[Opening Given information section]
PR #558, opened 2018-04-16
Add documentation about --diff return code

mst-ableton:
Didn't see any documentation on here about the return code, and hoped to save time for other people looking to accomplish the same thing. Let me know if there's a better place in the doc to put this.

### DIFF
--- a/README.rst
+++ b/README.rst
@@ -126,6 +126,17 @@ Options::
       -vv, --verbose        Print out file names while processing
 
 
+------------
+Return Codes
+------------
+
+Normally YAPF returns zero on successful program termination and non-zero otherwise.
+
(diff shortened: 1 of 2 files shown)


gwelymernans:
Thanks! Though maybe instead of making this one of the FAQs, we should have something further up that indicates what the return values are in different situations and what they mean. Maybe in the `Usage` section? What do you think?

mst-ableton:
Sure, that sounds reasonable. I'll make an edit in a bit.

mst-ableton:
@gwelymernans ok, let me know if this is more to your liking!

gwelymernans:
Thank you!

PR #570, opened 2018-05-20
initial version, include missing files in MANIFEST.in

meeuw:
LICENSE file is missing from tarball, which is recommended to include for the Fedora package.

I've also added more missing files.


meeuw:
I've signed the CLA.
[Closing Given information section]
**Try it:** Select the lines from the entries that include the word "opened".

**Solution below:**
PR #558, opened 2018-04-16
PR #570, opened 2018-05-20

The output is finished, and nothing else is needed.